Alas, that wasn’t the case this year. The Mountain Sun team is closed up tighter than a drum and waits for sunnier times. A handful of breweries in the county have followed suit. And those that are open are focusing on flagship rather than experimentations.

And so we have Stout Month: The Home Edition. Spurred by the can-do attitude of my cutletsized consort, I looked to my local liquor stores for a variety of stouts to enjoy from the comfort of my couch, which seems to be the place wherever thing happens these days—14 stouts in 28 days; not a bad way to spend the month.

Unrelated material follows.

Issue #11130, opened 2025-07-24
`Parser.oneOrMore`


mlutze:
There are at least two problems with `Parser.oneOrMore`:

1. It returns an Option with an error, which is accidentally ignored in multiple places, leading to crashes such as in https://github.com/flix/flix/issues/11128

As you can see from the header photo, most of the stouts are commonly found in stores. Thanks to truncated brewing production schedules, aluminum can shortages, and liquor stores favoring known sellers over one-offs, the stouts available have a comforting familiarity. Chief among them: North Coast Brewing Co.’s Old Rasputin Russian Imperial Stout (deep, rich flavors of roasted malts with a pleasant pop of bitterness courtesy Cascade, Northern Brewer, and Cluster); La Cumbre’s Malpais Foreign Export Stout; Founders Brewing Breakfast Stout; Telluride Brewing Co.’s Ski in Ski Stout (roast, roast, roast); and Finkel & Garf’s incredibly smooth and full Oatmeal Milk Stout.

A few discoveries: Innis & Gunn (say it backward) Scottish Stout barrel-aged in Irish Whiskey Casks (sweet, creamy, vanilla), Snake River Brewing’s Export Style Zonker Stout (silky with a hint of caramel and brown sugar), and Rogue’s Double Chocolate Stout. This one I had last year for Valentine’s Day, but my wife served it with dark chocolate cake and salted caramel Oreo ice cream, and the beer got lost in the mix. It’s good: Smooth and creamy chocolate levied by roasted malts.

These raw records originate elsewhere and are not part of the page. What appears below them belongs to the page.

PR #11144, opened 2025-07-29
chore: rename sym: XSymUse to symUse: XSymUse

### LINKED ISSUE #9650: name `XSymUse` consistently
In the Asts there is different name schemes for `XSymUse`
- `op: OpSymUse`
- `sym: RestrictableCaseSymUse`
- `symUse: RestrictableEnumSymUse`

and on the use-site its also inconsistent
- `case ResolvedAst.Expr.OpenAs(sym, ..`
- `case ResolvedAst.Expr.ApplyLocalDef(symUse, ..`
- `case KindedAst.Expr.StructGet(exp0, field, ..` (field here is a XsymUse)
- `case Expr.TryWith(exp, effUse, ..`

I propose always using `symUse` and if multiple occur then using `effectSymUse` or other prefix qualifiers

mlutze:
Fixes #9650

I searched for the regexes:

```regex
sym:\s*\S*SymUse                      # sym: XyzSymUse
[Ss]ym\.sym                           # sym.sym or Sym.sym
(?<!Use):\s*(SymUse\.)?\w*SymUse\b    # x: XyzSymUse where x is not "Use"
```

### DIFF
--- a/main/src/ca/uwaterloo/flix/api/lsp/Consumer.scala
+++ b/main/src/ca/uwaterloo/flix/api/lsp/Consumer.scala
@@ -56,7 +56,7 @@ trait Consumer {
 
   def consumeCase(cse: Case): Unit = ()
 
-  def consumeCaseSymUse(sym: CaseSymUse): Unit = ()
+  def consumeCaseSymUse(symUse: CaseSymUse): Unit = ()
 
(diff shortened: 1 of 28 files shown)


magnus-madsen:
@mlutze Conflicted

Then there were a few to leave behind. Boatswain Chocolate Stout, a Trader Joe’s staple, is just too thin to carry the robust flavors required. Bell’s Kalamazoo Stout starts well but sports a rough finish. Upslope Brewing Company’s Oatmeal Stout packs a full mouth but falls short on balance. Once upon a time, Deschutes’ Obsidian Stout was a staple but now feels tired against the vibrant stouts listed above. And Finkel & Garf’s Bourbon Barrel-Aged Imperial Stout is good; it’s just overwhelming. It’s a beer best shared among friends and sipped from a snifter.

That leaves Brooklyn Brewery’s Black Chocolate Stout: The nose is roast and red fruit, the flavor is strong and punchy—roasted barley and dark chocolate are prominent—but the hops (Fuggle and Willamette) bring the beer into a perfect balance. It’s iconic in its approach and one of the best stouts out there.
Even better, Black Chocolate Stout is easily found wherever good beer is sold—at least during the winter months. Stock up when you can.